Мне не хотелось говорить. Разговор с человеком, который тебе небезразличен, чреват таким количеством скрытых опасностей, что неясно, как люди вообще решаются говорить. Я мог солгать. Я мог бы пойти на попятный. Но я понял, что хотя без обмана трудно удерживать влюбленного в тебя человека, моя любовь требует не лжи. Она требует правды.
Поэтому я сказал самые простые слова, какие смог найти:
— Не знаю. Но я не люблю ее. Я люблю тебя. Я не понимал, что это так важно. Я начал понимать, когда это уже происходило. Нутро подсказало — от арахисовой пасты меня никогда не тошнило. И тогда я остановился.
Понятие супружеской неверности встречалось мне всего однажды, в журнале «Космополитен», и там его не пытались объяснить как следует. Сказали только, что все зависит от контекста. А для меня эта концепция была такой же чуждой и непонятной, как для человека трансцеллюлярное лечение.
— Прости.
Изабель не слушала. Ей самой было что сказать.
— Я тебя даже не знаю. Я понятия не имею, кто ты. Понятия не имею. Если ты сделал это, ты и вправду мне чужой…
— Вот как? Послушай, Изабель, ты права. Я чужой. Я не отсюда. Я никогда раньше не любил. Все это впервые. Я тут новичок. Понимаешь, я был бессмертным, я мог не умирать, я мог не чувствовать боли, но я отказался от этого…
Она даже не слушала. Она была словно в другой галактике.
— Я только одно знаю наверняка: я хочу развода. Да. Я этого хочу. Ты нас уничтожил. Ты уничтожил Гулливера. Опять.

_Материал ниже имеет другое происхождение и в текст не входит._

PR #41, opened 2023-08-23
Make logits partition specs configurable in decoder.

xianzhidu:


axlearn/common/decoder.py
```diff
@@ -422,6 +422,12 @@ class Config(BaseLayer.Config):
         lm_head: Optional[InstantiableConfig] = None
         pad_token_id: int = 0  # Int ID of the inputs to be masked for self-attention.
         eos_token_id: int = 1  # Int ID of the end of sequence token id.
+        # Specifies how to partition the output logits of shape [batch, max_seq_len, vocab_size].
+        logits_partition_spec: Tuple[Union[Optional[str], Tuple[Optional[str]]], ...] = (
```
markblee, line 426: This is fine for now, but I wonder if the inner Tuple should also support len > 2 in theory.

markblee (approved):

PR #51, opened 2023-08-29
Removes timestamp information in vprint

ruomingp:
... because the timestamp reflects when the python code is traced, not when the compiled program actually runs, so it can be more misleading than useful.

Also addresses review comments on read_state_spec.


ruomingp:
A gentle ping. Thanks!

markblee (approved):

PR #89, opened 2023-09-30
Adds support for torch param conversion for LayerNormStateless.

ruomingp:


axlearn/common/param_converter_test.py
```diff
@@ -176,6 +188,26 @@ def test_layer_norm(self):
             ref_layer=hf_layer,
             test_inputs=[inputs],
             ref_inputs=as_torch_tensor(inputs),
+            test_torch_to_axlearn=True,
+        )
+        self.assertNestedAllClose(out, hf_out)
+
+    def test_layer_norm_stateless(self):
```
markblee, line 195: Consider parameterizing the `test_layer_norm` test? It may also make it easier to check the invalid elementwise_affine codepath.

axlearn/common/param_converter_test.py
```diff
@@ -583,7 +615,7 @@ def test_roundtrip(self, arch, repeat, fuse_qkv):
                 hf_layer_copy(**hf_inputs).logits,
             ),
         )
-        self.assertNestedAllClose(expected, actual)
+        self.assertNestedAllClose(expected, actual, atol=1e-5, rtol=1e-3)
```
markblee, line 618: Intended change?

markblee (approved):

axlearn/common/param_converter_test.py
ruomingp: Good point. Done.

axlearn/common/param_converter_test.py
ruomingp: Yes, the original test was too strict, it seems, and failed without the change.

markblee (approved):

PR #102, opened 2023-10-06
fix issue where flax structs were not recursed into by tree_paths

apghml:


axlearn/common/utils.py
```diff
@@ -158,6 +159,8 @@ def visit(tree, prefix):
                 (k, visit(v, _concat(prefix=prefix, suffix=k, separator=separator)))
                 for k, v in tree.items()
             )
+        elif isinstance(tree, flax.struct.PyTreeNode):
```
ruomingp, line 162: Is there a test that can be added to catch the issue?

ruomingp (approved):

axlearn/common/utils.py
apghml: Added.

markblee (approved):

PR #121, opened 2023-10-13
upgrade transformers version

gyin94:
- the latest transformers (4.28+) would allow an overwrite of build_alibi_tensor


ruomingp (commented):
Thanks! This change is already in #119.

PR #122, opened 2023-10-14
Add query_scale and key_scale to MultiheadAttention.

apghml:


ruomingp (approved):

markblee (approved):

axlearn/common/attention.py
```diff
@@ -1108,6 +1110,28 @@ def forward(self, x: Tensor) -> Tensor:
...
+        value: The value to scale by.
+
+    Example:
+        `query_scale = config_for_function(constant_scale).set(value=0.01)`
+
+    Returns:
+        A config that scales by `value`.
+    """
+
+    def constant_function(_: float, value: float) -> float:
```
ruomingp, line 1129:
```suggestion
    def constant_function(per_head_dim: int, value: float) -> float:
```

ruomingp (approved):

axlearn/common/attention.py
apghml: Oops, it got automerged before I made this change.

However, making this change would cause a pytype failure due to the unused argument. Should I make the change and tell pytype to ignore it?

Тут в комнате появился Ньютон. Он вилял хвостом, пытаясь разрядить обстановку.
Не обращая внимания на пса, Изабель пошла к выходу. Я должен был ее отпустить, но почему-то не мог. Я взял ее за запястье.
— Останься, — сказал я.
И тогда это случилось. Ее рука налетела на меня с яростной силой, ее стиснутые пальцы астероидом врезались в планету моего лица. На сей раз это была не царапина и не пощечина, а затрещина. Так вот чем заканчивается любовь? Раной поверх раны поверх еще одной раны?
— Я сейчас уйду. А когда вернусь, хочу, чтобы тебя здесь не было. Понял? Не было. Убирайся отсюда, убирайся из нашей жизни. Все кончено. Все. Я думала, что ты изменился. Я искренне верила, что ты стал другим. И снова открылась! Дура набитая!
Я прикрывал лицо рукой. Оно все еще болело. Я слышал, как удаляются от меня шаги Изабель. Дверь открылась. Потом закрылась. Я опять остался один с Ньютоном.
— Доигрался, — сказал я.
Ньютон как будто соглашался со мной, но теперь я его не понимал. С таким же успехом любой человек мог пытаться понять любую собаку. Но я бы не сказал, что Ньютон выглядел грустным, когда лаял и смотрел в сторону гостиной и дороги за ее окнами. Это больше походило не на соболезнование, а на предупреждение. Я подошел к окну и выглянул на улицу. И ничего не увидел. Я еще раз погладил Ньютона, принес бессмысленные извинения и вышел из дома.